France Anonymous CV Pilot (France). France passed a 2006 law mandating anonymous resumes for companies with 50 or more employees. A randomized pilot through the state employment agency tested the impact before full implementation. The results were the opposite of what anyone expected. Anonymous resumes actually harmed minority applicants, making them less likely to be interviewed and less likely to be hired. Researchers found that anonymization blocked firms that wanted to positively discriminate in favor of disadvantaged candidates. The French government officially abandoned the policy in 2015. The lesson is identical to Australia — precision beats assumption. Measure first, then act (Behaghel, Crepon & Le Barbanchon, J-PAL Evaluation, 2015).
The Bottom Line
The numbers tell a story that no political narrative can override.
- 19.1% — the sentencing disparity Black men face for identical offenses (USSC, 2017)

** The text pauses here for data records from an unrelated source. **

PR #15037, opened 2023-11-28
FIX: 14481 - UIManager.getSystemLookAndFeelClassName() returns Motif not GTK

fronald:
Fix for the issue https://www.illumos.org/issues/14481

The official OpenJDK repository only distinguishes whether it is Gnome or not. But it really doesn't make sense that the Java distribution present in OpenIndiana returns Motif as the look and feel of the system, when running Mate DE. And so a simple contribution follows.

About the change in the JDK8 Makefile: On my first attempt, I was unable to compile due to lack of dependencies, I ran "gmake REQUIRED_PACKAGES" and it added the GCC_RUNTIME_PKG dependency to the Makefile and then compiled normally. Please check whether I should keep this change or not.

### DIFF
--- a/components/runtime/openjdk-11/Makefile
+++ b/components/runtime/openjdk-11/Makefile
@@ -14,6 +14,7 @@
 # Copyright 2019 Michal Nowak
 # Copyright 2021 Andreas Grueninger, Grueninger GmbH, (grueni). All rights reserved.
 # Copyright 2023 Niklas Poslovski
+# Copyright 2023 Franklin Ronald <franklin@wiselabs.com.br>
 #
 
 include ../../../make-rules/shared-macros.mk
@@ -23,6 +24,7 @@ OPENJDK_UPDATE=	0
 OPENJDK_BUILD=	20
 COMPONENT_NAME=		openjdk
 COMPONENT_VERSION=	$(OPENJDK_VERSION).$(OPENJDK_UPDATE).$(OPENJDK_BUILD)
+COMPONENT_REVISION = 1
 COMPONENT_FMRI=	runtime/java/$(COMPONENT_NAME)$(OPENJDK_VERSION)
 COMPONENT_SUMMARY=	Open-source implementation of the Java Platform, Standard Edition
 COMPONENT_SRC=	jdk$(OPENJDK_VERSION)u-jdk-$(COMPONENT_VERSION)-ga
--- a/components/runtime/openjdk-11/patches/src_java.desktop_share_classes_javax_swing_UIManager.java.patch
+++ b/components/runtime/openjdk-11/patches/src_java.desktop_share_classes_javax_swing_UIManager.java.patch
@@ -1,0 +1,16 @@
+--- a/src/java.desktop/share/classes/javax/swing/UIManager.java.orig	Mon Nov 27 19:15:37 2023
++++ b/src/java.desktop/share/classes/javax/swing/UIManager.java	Mon Nov 27 19:45:00 2023
+@@ -657,9 +657,12 @@
+         if (osType == OSInfo.OSType.WINDOWS) {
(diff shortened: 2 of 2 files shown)


fronald:
To help with testing, after building and installing the package, run the following script with the argument corresponding to the JDK version.
test_script
```bash
#!/usr/bin/bash
WKDR="$(realpath $(dirname $0))"
JAVA_VERSION="$1"
if [ "$JAVA_VERSION" == "" ] || [ "$JAVA_VERSION" == "8" ]; then
	JAVA_VERSION="1.8.0"
fi
JAVA_HOME="/usr/jdk/openjdk$JAVA_VERSION"

function compile_test() {
	cat <<EOF > "$WKDR/Main.java"
import javax.swing.UIManager;
public class Main {
    public static void main(String[] args) {
        System.out.println("System look and feel: " + UIManager.getSystemLookAndFeelClassName());
    }
}
EOF
	"$JAVA_HOME/bin/javac" "$WKDR/Main.java"
}

function run_test() {
	echo "Testing $JAVA_VERSION..."
	$JAVA_HOME/bin/java -cp "$WKDR" Main
	rm -f "$WKDR/Main.class"
	rm -f "$WKDR/Main.java"
	echo "Done."
}

if [ -f "$JAVA_HOME/bin/javac" ]; then
	compile_test
	run_test
else
	echo "$JAVA_HOME not found."
fi
```

AndWac:
You'll need to touch the Makefiles of all affected packages in order to trigger our jenkins.
Furthermore, you'll either need to change the COMPONENT_VERSION or set/increment the COMPONENT_REVISION of every package in order to ensure that installed packages will be updated.

fronald:
> You'll need to touch the Makefiles of all affected packages in order to trigger our jenkins. Furthermore, you'll either need to change the COMPONENT_VERSION or set/increment the COMPONENT_REVISION of every package in order to ensure that installed packages will be updated.

Thanks for the answer. I have some doubts.

Regarding the version increment, these packages are concatenating the JDK version, what is the recommendation? Insert a "-1" at the end of the name?

image

The second point is Jenkins. When building OpenJDK 8 it threw the error "No configurations found for [...] openjdk-8/build/amd64/! Please run configure to create a configuration." What I can't know is the correlation with my changes, since the previous package was building normally and there were no structural changes (as you can see). In my development environment, gmake publish runs normally.

image

With these questions resolved, I will update this PR.

AndWac:
openjdk-8 seems to be broken at the moment. It hasn't been touched for a while and the environment has changed a lot since its last successful build. Maybe you should concentrate on the newer versions and create PR's for every single JDK. This way we can merge the PR's that are ok and won't block everything.

mtelka:
> Regarding the version increment, these packages are concatenating the JDK version, what is the recommendation? Insert a "-1" at the end of the name?

If there is no `COMPONENT_REVISION` in the `Makefile` then add `COMPONENT_REVISION = 1` there.  If it is there, then increase its value.

fronald:
> > Regarding the version increment, these packages are concatenating the JDK version, what is the recommendation? Insert a "-1" at the end of the name?
> 
> If there is no `COMPONENT_REVISION` in the `Makefile` then add `COMPONENT_REVISION = 1` there. If it is there, then increase its value.

Perfect! I will.

fronald:
> openjdk-8 seems to be broken at the moment. It hasn't been touched for a while and the environment has changed a lot since its last successful build. Maybe you should concentrate on the newer versions and create PR's for every single JDK. This way we can merge the PR's that are ok and won't block everything.

Done. This PR now refers only to OpenJDK 11.

AndWac:
Alas we cannot build OpenJDK-11 on our build server because its processors are missing SIMD extensions which are needed by the bootstrap JDK that is being used here. Later versions are ok, though.

PR #15053, opened 2023-11-29
New package: Multitail

fronald:
MultiTail lets you view one or multiple files like the original tail program. The difference is that it creates multiple windows on your console (with ncurses).

More details: https://vanheusden.com/multitail/

image

### DIFF
--- a/components/sysutils/multitail/manifests/sample-manifest.p5m
+++ b/components/sysutils/multitail/manifests/sample-manifest.p5m
@@ -1,0 +1,32 @@
+#
+# This file and its contents are supplied under the terms of the
+# Common Development and Distribution License ("CDDL"), version 1.0.
+# You may only use this file in accordance with the terms of version
+# 1.0 of the CDDL.
+#
+# A full copy of the text of the CDDL should have accompanied this
+# source.  A copy of the CDDL is also available via the Internet at
+# http://www.illumos.org/license/CDDL.
+#
+
+#
+# Copyright 2023 <contributor>
+#
+
+set name=pkg.fmri value=pkg:/$(COMPONENT_FMRI)@$(IPS_COMPONENT_VERSION),$(BUILD_VERSION)
+set name=pkg.human-version value=$(HUMAN_VERSION)
+set name=pkg.summary value="$(COMPONENT_SUMMARY)"
+set name=info.classification value="$(COMPONENT_CLASSIFICATION)"
+set name=info.upstream-url value=$(COMPONENT_PROJECT_URL)
+set name=info.source-url value=$(COMPONENT_ARCHIVE_URL)
+set name=org.opensolaris.consolidation value=$(CONSOLIDATION)
+
+license $(COMPONENT_LICENSE_FILE) license='$(COMPONENT_LICENSE)'
+
+file path=etc/multitail.conf.sample
+file path=usr/bin/multitail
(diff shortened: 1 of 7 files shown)


components/sysutils/multitail/manifests/sample-manifest.p5m
```diff
@@ -0,0 +1,36 @@
...
+set name=info.classification value="$(COMPONENT_CLASSIFICATION)"
+set name=info.upstream-url value=$(COMPONENT_PROJECT_URL)
+set name=info.source-url value=$(COMPONENT_ARCHIVE_URL)
+set name=org.opensolaris.consolidation value=$(CONSOLIDATION)
+
+license $(COMPONENT_LICENSE_FILE) license='$(COMPONENT_LICENSE)'
+
+file path=usr/bin/multitail
+file path=usr/etc/multitail.conf.new
+file path=usr/etc/multitail/conversion-scripts/colors-example.pl
```
AndWac: usr/etc is wrong.

fronald: But this is the sample (generated by gmake). The effective manifest is multitail.p5m.

AndWac: Ok, but if the manifest uses a wrong folder for the configuration it's quite likely that the real application is also looking at the wrong path for its configuration. You should use settings in the Makefile to fix this.

fronald: Nice. Done :-D

fronald:
sample-manifest fixed.

AndWac:
You shall not edit the sample-manifest. It's not possible to fix this issue with that. You'll need to change the Makefile (or the sources by patches) to make a gmake sample-manifest generate the expected results.

fronald:
> You shall not edit the sample-manifest. It's not possible to fix this issue with that. You'll need to change the Makefile (or the sources by patches) to make a gmake sample-manifest generate the expected results.

Oh sorry. I was always thinking "what is this sample-manifest for?", now I understand the purpose... It is to validate the installation prefixes of the construction stage.

I'll fix it. Thanks for the answer.

AndWac:
The sample-manifest is the basis to build the real manifest from. Sometimes you can use the sample-manifest by just copy it , sometimes it needs some specialities for IPS.
Furthermore, with the sample-manifest you can check for differences when you rebuild or update to a newer version. You can see the differences easier than comparing a new sample-manifest against the adopted manifest.

fronald:
> The sample-manifest is the basis to build the real manifest from. Sometimes you can use the sample-manifest by just copy it , sometimes it needs some specialities for IPS. Furthermore, with the sample-manifest you can check for differences when you rebuild or update to a newer version. You can see the differences easier than comparing a new sample-manifest against the adopted manifest.

Thank you for the explanation.

I have already changed the Makefile to prepare the prototype directory with the correct Multitail installation artifacts.

I have already checked that multitail is seeing the configuration file correctly after it is installed (/etc/multitail.conf), as can be seen in CMakeLists.txt in the value of the "CONFIG_FILE" property.

Done \o/

AndWac:
Please check the sample-manifest again. mine differs.

fronald:
> Please check the sample-manifest again. mine differs.

Done.

PR #15091, opened 2023-11-30
fix perl-536 manifest

AndWac:


mtelka:
Sorry for this.  When 5.36.1 appeared in the manifest it looked suspicious to me (it is obviously wrong), but I somehow ignored it.

PR #15117, opened 2023-12-01
illumos-gate: ignore runtime/perl during package lint

mtelka:


mtelka:
Upstream bug report: https://www.illumos.org/issues/16108

PR #15150, opened 2023-12-04
add warning about 32bit build requirements for SunRay

cgrzemba:
add warnings that this package should still build in 32bit too, because GDM tool gdm-session-worker have to run in 32bit and requires this libraries.


mtelka:
To get better support for SunRay I propose to create a metapackage that would list all dependencies required directly by SunRay.  This would allow SunRay users to simply install such metapackage to make sure they do have everything needed to run SunRay.  This would also allow oi-userland maintainers to easily see when something breaks.

@cgrzemba, could you please try to create such metapackage?  Thank you.

PR #15190, opened 2023-12-07
illumos-gate: made 64-bit libnwam compatible for 32-bit nwamd

cgrzemba:
The data structures used for the doorfs calls between nwam-manager (64-bit) and nwamd (32-bit) have to be compatible.


mtelka:
Please make sure this and the related patch (#15031) goes to upstream illumos-gate too.

Thank you.

AndWac:
We already have another patch starting with 003-
Please choose another prefix.

mtelka:
Will building `nwamd` as 64-bit solve the problem too?

cgrzemba:
building nwamd as 64-bit would raise new problems.

PR #15341, opened 2023-12-21
Obsolete python/Pyro4

mtelka:


mtelka:
Reasons for obsoletion:
- there is no known consumer for this
- development halted, users are encouraged to switch to Pyro5 and the repository has been archived - see also: https://github.com/irmen/Pyro4

PR #15364, opened 2023-12-23
squeak: update to 4.20.6

cstes:
Update to 4.20.6

This has an update to the VectorEngine plugin and to the OpenSSL module for SSL 3.x support

However we have set USE_OPENSSL10=yes because even if the module supports SSL 3.x the Smalltalk images that do the tests (SUnit framework) assume OpenSSL 1.0.2 I think.

In any case "gmake test" works for me but I have used Perl 5.36 and GCC 7.   I think it will work with Perl 5.38 and GCC 13 as well.


components/runtime/smalltalk/squeak/Makefile
```diff
@@ -43,6 +43,10 @@
 BUILD_BITS=32_and_64
 USE_COMMON_TEST_MASTER=no
```
AndWac, line 54: You are still building 32 bit which we phase out at the moment.
Your build won't work anymore because we don't have all needed 32 bit libraries anymore.

cstes:
Andreas,

The Smalltalk image https://files.squeak.org/4.6/  is 32 bit.

Also the historical images that we can run with this VM such as Squeak 1.1 or Saueqk 2 are 32 bit

For example to run historical images like the one from https://files.squeak.org/1.1/
there is a need for a 32 bit interpreter.

As far as I know, the COG and Stack VM from OpenSmalltalk is not able to run those old images.

Application software like Squeak can be useful even if it is 32 bit only ...

AndWac:
Supporting 32 bit is a burden. We don't have enough maintainers to continue support for 32 bit.
At the moment we are only making one exception by keeping 32 bit for GDM (which is needed by SunRay software).
For the affected packages somebody created WARNING files in order to inform maintainers about the reason to keep 32 bit. At least you'll need to do a similar thing for all packages that are needed for squeak then.

AndWac:
I just removed 32 bit from freetype-2 because harfbuzz is 64 bit only for some time.

cstes:
The squeak 32bit interpreter could be removed if the 64bit version of Squeak or OpenSmalltalk would support old 32bit (binary) smalltalk images.   I am pessmistic as to whether the Squeak upstream developers will do that.   They will most likely respond to use their packages  for their limited list of supported operating systems, instead of IPS or an unsupported operating system like OpenIndiana.      So I will do a request to support 32bit libraries ...

cstes:
There eixsts a method to load 32bit images into 64bit Smalltalk systems described in 
[](https://www.illumos.org/issues/16134)

However methods to load those images for example using JavaScript and so on, may exist, but may pose different problems.

So if possible at all I'd like to ask to still provide support for 32bit libraries, but as indicated in the RFE , there may be a method to load the Smalltalk 32bit image into OpenSmalltalk 64bit and then OpenIndiana could drop Squeak 32bit but it would be useful to still provide Squeak 32bit for a while so that I can compare the two methods on OpenIndiana, perhaps on a new machine as I am thinking of installing and testing OpenIndiana on a new workstation.

cstes:
The link is https://www.illumos.org/issues/16134

AndWac:
Am 25.12.23 um 14:06 schrieb David Stes:
>
> There eixsts a method to load 32bit images into 64bit Smalltalk
> systems described in
>
> However methods to load those images for example using JavaScript and
> so on, may exist, but may pose different problems.
>
> So if possible at all I'd like to ask to still provide support for
> 32bit libraries, but as indicated in the RFE , there may be a method
> to load the Smalltalk 32bit image into OpenSmalltalk 64bit and then
> OpenIndiana could drop Squeak 32bit but it would be useful to still
> provide Squeak 32bit for a while so that I can compare the two methods
> on OpenIndiana, perhaps on a new machine as I am thinking of
> installing and testing OpenIndiana on a new workstation.
>
>
Reverting the already dropped 32 bit versions alone is a lot of work. We
started to drop 32 bit roughly two months ago. You should have noticed
it by yourself.
Keeping 32 bit, even for some libraries, is additional work I would like
to avoid. Alas the engagement in OI is still declining and we are behind
in many important areas.
I

cstes:
I have found a workaround where if required I can build only the 64bit binary of Squeak and make it open the 32bt images by dropping support for the 68000 format  ... 
So if it is really required to drop the 32bit executable (which I would regret) then I could use that workaround because there are few 68000 images and thousands of 6500 images (32bit) so reconfiguring the 64bit executable to deal with 32images is a workaround or solution ...

I have this working now and it passes the tests so I'll submit that update in a few days (next weekend or so).
Thanks for the feedback in any case (and for supporting Squeak in OpenIndiana).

- 80% — the higher mortgage denial rate for Black applicants based on raw HMDA data (NCRC, 2020)
- 50% — the callback gap between white-sounding and Black-sounding names on identical resumes (Bertrand & Mullainathan, 2004)
- 74 days — how long it took to arrest Ahmaud Arbery’s killers. A video recorded the same day was leaked publicly only 2 days before arrests were made (Glynn County, GA, 2020)
- 4 to 1 — the ratio of media coverage for Smollett’s allegations versus the retraction (Media Research Center, 2019)
Racism is real. The data proves it. The dead confirm it. And every fabricated claim, every inflated accusation, every deployment of the word for a math curriculum or a dress code, makes the next victim’s case harder to prosecute, harder to cover, harder to believe. The boy who cried wolf did not eliminate wolves. He ensured the wolves would feast in silence. That is the cost. Elijah McClain paid it. The question is whether anyone is willing to stop spending the word so recklessly that the next Elijah pays it again.